Caching DNS server (bind9.2) CPU usage is so so so high

bindcachecpu-usagedomain-name-system

I have a caching-only dns server which get ~3k queries per second. Here is specs:

Xeon dual-core 2,8GHz 4GB of RAM
Centos 5x (kernel 2.6.18-164.15.1.el5PAE) 
bind 9.4.2

rndc status:
recursive clients: 666/4900/5000

About 300 new queries (not in cache) per second.

Bind always uses 100% on one core on single-thread config. After I recompiled it to multi-thread, it uses nearly 200% on two core 🙁 No iowait, only sys and user. I searched around but didn't see any info about how bind use CPU. Why does it become bottleneck?
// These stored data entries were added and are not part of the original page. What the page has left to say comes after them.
PR #89176, opened 2022-08-08
Fix CheckTargetShardsCountStep #(48460)

### LINKED ISSUE #78460: [CI] ShrinkActionIT testAutomaticRetryFailedShrinkAction failing
**Build scan:**
https://gradle-enterprise.elastic.co/s/yicchv3754amg/tests/:x-pack:plugin:ilm:qa:multi-node:javaRestTest/org.elasticsearch.xpack.ilm.actions.ShrinkActionIT/testAutomaticRetryFailedShrinkAction

**Reproduction line:**
`./gradlew ':x-pack:plugin:ilm:qa:multi-node:javaRestTest' --tests "org.elasticsearch.xpack.ilm.actions.ShrinkActionIT.testAutomaticRetryFailedShrinkAction" -Dtests.seed=D966D2304D0930DC -Dtests.locale=pl-PL -Dtests.timezone=Europe/Tallinn -Druntime.java=11`

**Applicable branches:**
master

**Reproduces locally?:**
Most of the time we can achieve 1 or 2 failures if we run it with `-Dtests.iters=100`.

**Failure history:**
https://gradle-enterprise.elastic.co/scans/tests?tests.container=org.elasticsearch.xpack.ilm.actions.ShrinkActionIT&tests.test=testAutomaticRetryFailedShrinkAction

**Failure excerpt:**
```
java.lang.AssertionError: (No message provided)

  at __randomizedtesting.SeedInfo.seed([D966D2304D0930DC:1F9215989061A05]:0)
  at org.junit.Assert.fail(Assert.java:86)
  at org.junit.Assert.assertTrue(Assert.java:41)
  at org.junit.Assert.assertTrue(Assert.java:52)
  at org.elasticsearch.xpack.ilm.actions.ShrinkActionIT.lambda$testAutomaticRetryFailedShrinkAction$17(ShrinkActionIT.java:295)
  at org.elasticsearch.test.ESTestCase.assertBusy(ESTestCase.java:985)
  at org.elasticsearch.xpack.ilm.actions.ShrinkActionIT.testAutomaticRetryFailedShrinkAction(ShrinkActionIT.java:295)
  at jdk.internal.reflect.NativeMethodAccessorImpl.invoke0(NativeMethodAccessorImpl.java:-2)
  at jdk.internal.reflect.NativeMethodAccessorImpl.invoke(NativeMethodAccessorImpl.java:62)
  at jdk.internal.reflect.DelegatingMethodAccessorImpl.invoke(DelegatingMethodAccessorImpl.java:43)
  at java.lang.reflect.Method.invoke(Method.java:566)
  at com.carrotsearch.randomizedtesting.RandomizedRunner.invoke(RandomizedRunner.java:1758)
  at com.carrotsearch.randomizedtesting.RandomizedRunner$8.evaluate(RandomizedRunner.java:946)
  at com.carrotsearch.randomizedtesting.RandomizedRunner$9.evaluate(RandomizedRunner.java:982)
  at com.carrotsearch.randomizedtesting.RandomizedRunner$10.evaluate(RandomizedRunner.java:996)
  at com.carrotsearch.randomizedtesting.rules.StatementAdapter.evaluate(StatementAdapter.java:36)
  at org.apache.lucene.util.TestRuleSetupTeardownChained$1.evaluate(TestRuleSetupTeardownChained.java:44)
  at org.apache.lucene.util.AbstractBeforeAfterRule$1.evaluate(AbstractBeforeAfterRule.java:43)
  at org.apache.lucene.util.TestRuleThreadAndTestName$1.evaluate(TestRuleThreadAndTestName.java:45)
  at org.apache.lucene.util.TestRuleIgnoreAfterMaxFailures$1.evaluate(TestRuleIgnoreAfterMaxFailures.java:60)
  at org.apache.lucene.util.TestRuleMarkFailure$1.evaluate(TestRuleMarkFailure.java:44)
  at com.carrotsearch.randomizedtesting.rules.StatementAdapter.evaluate(StatementAdapter.java:36)
  at com.carrotsearch.randomizedtesting.ThreadLeakControl$StatementRunner.run(ThreadLeakControl.java:375)
  at com.carrotsearch.randomizedtesting.ThreadLeakControl.forkTimeoutingTask(ThreadLeakControl.java:824)
  at com.carrotsearch.randomizedtesting.ThreadLeakControl$3.evaluate(ThreadLeakControl.java:475)
  at com.carrotsearch.randomizedtesting.RandomizedRunner.runSingleTest(RandomizedRunner.java:955)
  at com.carrotsearch.randomizedtesting.RandomizedRunner$5.evaluate(RandomizedRunner.java:840)
  at com.carrotsearch.randomizedtesting.RandomizedRunner$6.evaluate(RandomizedRunner.java:891)
  at com.carrotsearch.randomizedtesting.RandomizedRunner$7.evaluate(RandomizedRunner.java:902)
  at org.apache.lucene.util.AbstractBeforeAfterRule$1.evaluate(AbstractBeforeAfterRule.java:43)
  at com.carrotsearch.randomizedtesting.rules.StatementAdapter.evaluate(StatementAdapter.java:36)
  at org.apache.lucene.util.TestRuleStoreClassName$1.evaluate(TestRuleStoreClassName.java:38)
  at com.carrotsearch.randomizedtesting.rules.NoShadowingOrOverridesOnMethodsRule$1.evaluate(NoShadowingOrOverridesOnMethodsRule.java:40)
  at com.carrotsearch.randomizedtesting.rules.NoShadowingOrOverridesOnMethodsRule$1.evaluate(NoShadowingOrOverridesOnMethodsRule.java:40)
  at com.carrotsearch.randomizedtesting.rules.StatementAdapter.evaluate(StatementAdapter.java:36)
  at com.carrotsearch.randomizedtesting.rules.StatementAdapter.evaluate(StatementAdapter.java:36)
  at org.apache.lucene.util.TestRuleAssertionsRequired$1.evaluate(TestRuleAssertionsRequired.java:53)
  at org.apache.lucene.util.AbstractBeforeAfterRule$1.evaluate(AbstractBeforeAfterRule.java:43)
  at org.apache.lucene.util.TestRuleMarkFailure$1.evaluate(TestRuleMarkFailure.java:44)
  at org.apache.lucene.util.TestRuleIgnoreAfterMaxFailures$1.evaluate(TestRuleIgnoreAfterMaxFailures.java:60)
  at org.apache.lucene.util.TestRuleIgnoreTestSuites$1.evaluate(TestRuleIgnoreTestSuites.java:47)
  at com.carrotsearch.randomizedtesting.rules.StatementAdapter.evaluate(StatementAdapter.java:36)
  at com.carrotsearch.randomizedtesting.ThreadLeakControl$StatementRunner.run(ThreadLeakControl.java:375)
  at com.carrotsearch.randomizedtesting.ThreadLeakControl.lambda$forkTimeoutingTask$0(ThreadLeakControl.java:831)
  at java.lang.Thread.run(Thread.java:829)

```

gmarouli:
**The issue**
The flaky test simulates the following:
- Create a shrink policy with an invalid target shard count
- Then change the policy to have a valid target shard count
- Expectation: the `check-target-shards-count` will return true and the shrink operation will be successful.

What was happening in some cases in the background:
- Create the shrink policy with an invalid target shard count
- The `check-target-shards-count` gets created and queued to be executed with the invalid target shards count.
- The task doesn't get enough priority to be executed
- We change the policy to have a valid target shards count
- We execute the queued task which still has the outdated target shard count.

**Proof**
We enriched the code with some extra logging to verify that the above scenario is actually correct:
```
## Adding the check target shards to the executingTasks

[2022-08-08T18:02:52,824][INFO ][o.e.x.i.IndexLifecycleRunner] [javaRestTest-0] #78460: Adding task to queue check if I can shrink to numberOfShards = 5
[2022-08-08T18:02:52,825][TRACE][o.e.x.i.h.ILMHistoryStore] [javaRestTest-0] queueing ILM history item for indexing [ilm-history-5]: [{"index":"index-zmmrkzfhht","policy":"policy-bEmKF","@timestamp":1659970972825,"index_age":12608,"success":true,"state":{"phase":"warm","phase_definition":"{\"policy\":\"policy-bEmKF\",\"phase_definition\":{\"min_age\":\"0ms\",\"actions\":{\"shrink\":{\"number_of_shards\":5}}},\"version\":1,\"modified_date_in_millis\":1659970962968}","action_time":"1659970968847","phase_time":"1659970966014","action":"shrink","step":"check-target-shards-count","creation_date":"1659970960217","step_time":"1659970972076"}}]

## We change the policy before even the condition is never even evaluated.

[2022-08-08T18:02:52,825][INFO ][o.e.x.i.a.TransportPutLifecycleAction] [javaRestTest-0] updating index lifecycle policy [policy-bEmKF]
[2022-08-08T18:02:52,826][DEBUG][o.e.x.c.i.PhaseCacheManagement] [javaRestTest-0] [index-zmmrkzfhht] updated policy [policy-bEmKF] contains the same phase step keys and can be refreshed
[2022-08-08T18:02:52,826][TRACE][o.e.x.c.i.PhaseCacheManagement] [javaRestTest-0] [index-zmmrkzfhht] updating cached phase definition for policy [policy-bEmKF]
[2022-08-08T18:02:52,826][DEBUG][o.e.x.c.i.PhaseCacheManagement] [javaRestTest-0] refreshed policy [policy-bEmKF] phase definition for [1] indices

## We check the condition for the first time but the target shard count is already outdated

[2022-08-08T18:02:53,406][ERROR][o.e.x.c.i.CheckTargetShardsCountStep] [javaRestTest-0] #78460: Policy has different target number of shards in cluster state 2 vs what will be executed 5.
[2022-08-08T18:02:53,441][DEBUG][o.e.x.c.i.CheckTargetShardsCountStep] [javaRestTest-0] lifecycle action of policy [policy-bEmKF] for index [index-zmmrkzfhht] cannot make progress because the target shards count [5] must be a factor of the source index's shards count [4]
```

**Impact**
We do not think that the impact is that big for production clusters because there are many more cluster state updates. However, it might cause some inconvenience to the users who fixed a policy and do not see the effect as soon as they could have.

**The fix**
Our proposed fix is to not provide the target shard count upon task creation but to retrieve from the cluster state. This way we ensure it will have the newest value.

**Future work**
Currently for every cluster state we go through all the indices and we check if any step needs to be executed. This doesn't scale well. We would like to try to switch to a more efficient model potentially with a cluster state observer. Issue will be created soon.

Resolves #78460


gmarouli:
@elasticmachine update branch

x-pack/plugin/core/src/main/java/org/elasticsearch/xpack/core/ilm/WithTargetNumberOfShards.java
```diff
@@ -0,0 +1,17 @@
...
+ * 2.0.
+ */
+
+package org.elasticsearch.xpack.core.ilm;
+
+/**
+ * The CheckTargetShardsCountStep requires for an action to provide the target number of shards. Any action
+ * implementing this interface can have the CheckTargetShardsCountStep step.
+ */
+public interface WithTargetNumberOfShards {
```
original-brownbear, line 14: Why do we need this interface? It seems we only have `ShrinkAction` implement it? Why not do the `instance of` check on `ShrinkAction`?

x-pack/plugin/core/src/main/java/org/elasticsearch/xpack/core/ilm/CheckTargetShardsCountStep.java
```diff
@@ -69,4 +63,22 @@ public Result isConditionMet(Index index, ClusterState clusterState) {
 
         return new Result(true, null);
     }
+
+    private Integer getTargetNumberOfShards(String policyName, ClusterState clusterState) {
+        IndexLifecycleMetadata indexLifecycleMetadata = clusterState.metadata().custom(IndexLifecycleMetadata.TYPE);
+        LifecycleAction lifecycleAction = indexLifecycleMetadata.getPolicyMetadatas()
```
original-brownbear, line 69: More of a NIT: Should we be a little more careful here to avoid NPEs if the policy got concurrently modified/deleted?

original-brownbear (commented):
Looks just fine to me in principle, just one point on the seemingly redundant interface that was added here.

x-pack/plugin/core/src/main/java/org/elasticsearch/xpack/core/ilm/WithTargetNumberOfShards.java
gmarouli: Hm, I tried to generalize it because from the name of the step there is not association with the Shrink action, but we take the actual implementation of the step, I think it is actually pretty specific to the Shrink action. I will remove it.

x-pack/plugin/core/src/main/java/org/elasticsearch/xpack/core/ilm/CheckTargetShardsCountStep.java
gmarouli: Hm, good point. We should, but then we need to see how to handle it. I do not have a clear picture yet how we handle the deletion or if the step got removed. Do I remember correctly that keep a cached version of the step being executed in the index metadata? Should we fallback there?

original-brownbear: I think throwing an appropriate exception that explains what happened is just fine here. No need to add additional logic, just figured it'd be nice to avoid a possible NPE and replace it with an easy to interpret exception.

x-pack/plugin/core/src/main/java/org/elasticsearch/xpack/core/ilm/WithTargetNumberOfShards.java
gmarouli: Removed

x-pack/plugin/core/src/test/java/org/elasticsearch/xpack/core/ilm/CheckTargetShardsCountStepTests.java
```diff
@@ -88,4 +118,47 @@ public void testStepIncompleteIfTargetShardsCountNotValid() {
...
+            .numberOfShards(10)
+            .numberOfReplicas(randomIntBetween(0, 5))
+            .build();
+
+        Phase phase = new Phase(
+            checkTargetShardsCountStep.getKey().getPhase(),
+            TimeValue.ZERO,
+            singletonMap(checkTargetShardsCountStep.getKey().getAction(), new ReadOnlyAction())
+        );
+        LifecyclePolicy lifecyclePolicy = new LifecyclePolicy(policyName, singletonMap(phase.getName(), phase));
```
original-brownbear, line 138: NIT: why not use `Map.of(` throughout (here and in the other usage of the singleton map below) like you also used below to keep things consistent? :)

original-brownbear (approved):
LGTM, but maybe wait for Andrei's review as well :)
Also, I still wouldn't mind a nicer exception instead of an NPE for a missing policy below but that's optional too from my end

x-pack/plugin/core/src/main/java/org/elasticsearch/xpack/core/ilm/CheckTargetShardsCountStep.java
gmarouli: I see, I am still doubting if that is sufficient though. What concerns me in this approach is that it will throw errors and get stuck there permanently. That will also change the code behavior compared to what it does now. 
If this would have happened in the current set-up, the check would yield either true or false and it would continue. That's what I am trying to achieve by looking for a graceful fallback. Don't you think that's worth it?

original-brownbear: That's a fair point if we get stuck in error permanently. I thought other functionality would take care of clearing things up the policy disappears? (maybe that's something to fix separately if not?)
That said, that's a different issue from what we're working on here IMO. Here I was just aiming at getting an easy to understand exception.

> the check would yield either true or false and it would continue. 

Right but then we'd throw on the next step anyway (at least we should) wouldn't we so likely not really a change from the user's perspective?

x-pack/plugin/core/src/test/java/org/elasticsearch/xpack/core/ilm/CheckTargetShardsCountStepTests.java
gmarouli: I will, sloppy copy paste ;)

x-pack/plugin/core/src/main/java/org/elasticsearch/xpack/core/ilm/CheckTargetShardsCountStep.java
gmarouli: True, I need to check what happens now and how can we nicely deal with it, if it's an error in this step or the next then definitely an error is sufficient. If there is a way of handling the deleted/changed policy during a step transition, then we need to not fail and move to that transition. @andreidan can you shed some light?

andreidan: We don't allow deleting a policy whilst it's used by any index. 
Equally, steps execute based on the cached phase. The cached phase is refreshed if it's "safe" (safe currently means the number of steps in the new phase == number of steps in the cached phase - so the action cannot disappear from underneath our feet https://github.com/elastic/elasticsearch/blob/main/x-pack/plugin/core/src/main/java/org/elasticsearch/xpack/core/ilm/PhaseCacheManagement.java#L243)

x-pack/plugin/core/src/test/java/org/elasticsearch/xpack/core/ilm/CheckTargetShardsCountStepTests.java
gmarouli: Fixed

x-pack/plugin/core/src/main/java/org/elasticsearch/xpack/core/ilm/CheckTargetShardsCountStep.java
andreidan: Thanks for looking into this failure Mary

I think this will potentially break our contract towards the phase we cache for execution.

For e.g. let's say an index is in the `warm` phase that currently has actions `shrink to 3 shards and forcemerge`. Our index is in the `shrink` action. 
A user updates the `warm` phase to `shrink to 1 shard` (also removing `forcemerge`). Since we removed an action, all the indices currently in the `warm` phase MUST execute the **previously defined** (and cached) phase - to honour the started flow https://github.com/elastic/elasticsearch/blob/main/x-pack/plugin/core/src/main/java/org/elasticsearch/xpack/core/ilm/PhaseCacheManagement.java#L243
So an index in the `warm` phase will continue to execute `shrink to 3 and forcemerge`.

With _this_ change, the user will pick up a `shrink` action to a different target (1 shard) and the `forcemerge` will also be executed (as we didn't update the cached phase). 

I don't think we should make this change, but rather rework the test.

andreidan (changes requested):

x-pack/plugin/core/src/main/java/org/elasticsearch/xpack/core/ilm/CheckTargetShardsCountStep.java
gmarouli: @andreidan if I understand correctly then the safest option that fixes also the outdated step count issue it to read it from the cached phase, right?
Assuming that if you update only the target shard count then the cached phase will be updated because the number of  steps remained the same.

andreidan: ++ that's a safe option

gmarouli: What if we combine the two approaches to be a bit more efficient. What if we compare if the number of shards in the cluster state and in the step are the same (that is probably the most common case). If they are different then we try to parse the cached phase in an effort to improve user experience and we accept the performance hit since this will probably will not be a very common situation?

andreidan: @gmarouli That's an interesting idea. 

Do you think this is worth doing though? The `ClusterStateWaitStep` will eventually get the correct value and this affects concurrent updates only. 

IMO we should fix the test and trigger a cluster state update if the test fails just to make sure it's not run into this race condition.

gmarouli: You are probably right..... It's probably not worth the trouble... I wanted to explore all the options before I change the test instead for the race condition.

gmarouli:
@elasticmachine update branch

gmarouli:
@elasticmachine update branch

x-pack/plugin/ilm/qa/multi-node/src/javaRestTest/java/org/elasticsearch/xpack/TimeSeriesRestDriver.java
```diff
@@ -396,6 +398,18 @@ public static String getSnapshotState(RestClient client, String snapshot) throws
         return (String) snapResponse.get("state");
     }
 
+    @Nullable
+    public static String waitAndGetShrinkIndexNameWithExtraClusterStateChange(RestClient client, String originalIndex)
```
andreidan, line 402: Can you please document `the why` behind this? (the cluster state batching and such)

andreidan (approved):
LGTM thanks for fixing this

x-pack/plugin/ilm/qa/multi-node/src/javaRestTest/java/org/elasticsearch/xpack/TimeSeriesRestDriver.java
gmarouli: Ah very good point! On it.

gmarouli:
@elasticmachine update branch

One more thing, here is RAM usage:

cat /proc/meminfo 
MemTotal:      4147876 kB
MemFree:       1863972 kB
Buffers:        143632 kB
Cached:         372792 kB
SwapCached:          0 kB
Active:        1916804 kB
Inactive:       276056 kB

I've set max-cache-size to 0 to make sure bind can use as much RAM as it want, but it always stop at ~2GB. Since every second we got not cached queries so theoretically RAM must be exhausted but it wasn't.

Do you have any idea?

TIA,

-Gk

Best Answer

Which version of BIND are you using? Versions before Bind 9.5 have known scalability problems with high loads, see https://www.dns-oarc.net/files/dnsops-2007/Graff-BIND9-cache.pdf .

Besides:

  • never set max-cache-size to 0 unless you want to open your server to DoS
  • the maximum size taken by your cache is always bound to the TTLs of the actual records

I recommend you perform a side test with dnscache from dnscache, it takes 10 minutes to install, is extremely simple to tune and maintain, and has predictable performance.